The priest's travel companion proceeded to throw down the free drinks like he was a one man focus group for testing a new make of communion wine.  I mean, this poor waitress couldn't keep up with him fast enough.  After eavesdropping on their conversations about bishops, orphanages, and business class tickets purchased by the archidioses, I realized they were both priests.  Apparently euro denim manpris are the new reform attire.  The un-eucharized communion wine kept flowing and very soon after, Father Euro Shorts decided he needed to take a break to use the facilities.  Unfortunatley, he never made it. Where he did make it was faceplanted on top of me on a couch in the business lounge.  I believe he passed out for a quick second or two before he rolled off of me on to the floor, in to the coffee table which in turn spilled my drink all over his euro shorts. Essentially, as a result it appeared as if he had urinated himself.  Ironic, but not. 

Welp, it was clear that spot wasn't working out for me, so I packed it up and moved closer to the waterfall.  Spiritual peace wasn't in the cards for me this everning, so I thought I'd go for a more natural approach.  The waitress brought me over a drink to replace the one that had spilled and asked me, "Just don't get as drunk as those priests over there, OK?".  Now, I will admit, once or twice in my life, I have embibed myself a tad too much, and those faithful steads with me have had to, ON OCCASION help steer me back on course.  I've gotten the, "Don't be that guy", the, "Hey buddy slow down, there's enough open bar for everyone", perhaps even the, "Jeff, it's really not acceptable to pop bottles at staff meetings", but never have I been advised to not to get as drunk as a priest.  That one, is one for the books. 
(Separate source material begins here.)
PR #812, opened 2020-05-09
Remove storage_type and use storage location in AdminService

agunde406:
The AdminService will now take the path to proposals
location directly, instead of configuring it based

I finish my replacement cocktail and my replacement samosas (Ok, lets not lie, the orignial samosas were long gone before Father St. Jameson knocked all my stuff over), and headed to the gate to board my overnight flight to Amsterdam.  I get on the plane and there's somoene sitting in my seat, my aisle seat.  The lady politely told me to take the window seat, the aisle seat is for her.  Don't mess with my aisle seats on international flights.  Simple fix, I just pulled out my boarding pass, rubbed my knee caps a little bit and told her I'm sorry I really need to take the aisle because of my bad knees.  Ok fine, I don't have bad knees, but I work for an NGO and we can't fly business class because "we're a charity" and so therefore I have to make sure I have ample access to the KLM wine ladies so I can drink myself to sleep.  My seat pirate was not happy with this and got up and moved to someone else's aisle seat, and promptly got kicked out.  I could tell she had travel companions around me as she went up to the flight attendant and pleaded her case gesturing towards me and everyone else on the plane. 

We're about ready to push back, and I see the gate agent come on to the plane with that infamous "list". You know what list I'm talking about, the 1993 prefeorated computer paper print out with the holes on the side, when they have to awkardly pull somoene off the plane for some sort of "ticketing mishap".  Gulp.  I know things have calmed down since 9/11, but I still have a slight fear that sometimes my last name, tan skin, and usually non-shaved face create a perfect combo for a "ticketing mishap" right before take off.  I see her coming down my aisle.  Printout in hand, two boarding passes in hand, peering up at the row numbers, stopping at mine.

"Sir, boarding pass please".  Looking at her as if she held my life in my hands, contemplating how I'm going to explain to my boss why I got thrown off the overnight flight out of Uganda, wondering why my love for free wine on long flights has caused me to act so ruthlessly, I hand my ticket over to her.  She looks at, looks at her list, rips it it half, puts in her pocket. 

"Its your lucky day, Mr. Haddad, you've been upgraded to business class".  I actually said to her, "You're shitting me?!".  Not good, not polite, I know, I'm sorry, Lois.  She said, "I'm not shitting on you, and they certainly won't in business class either". 

And, herein, as a result, my first complete blog post.  Hope it was as enjoyable for you to read as it was for me to write.  Cheers.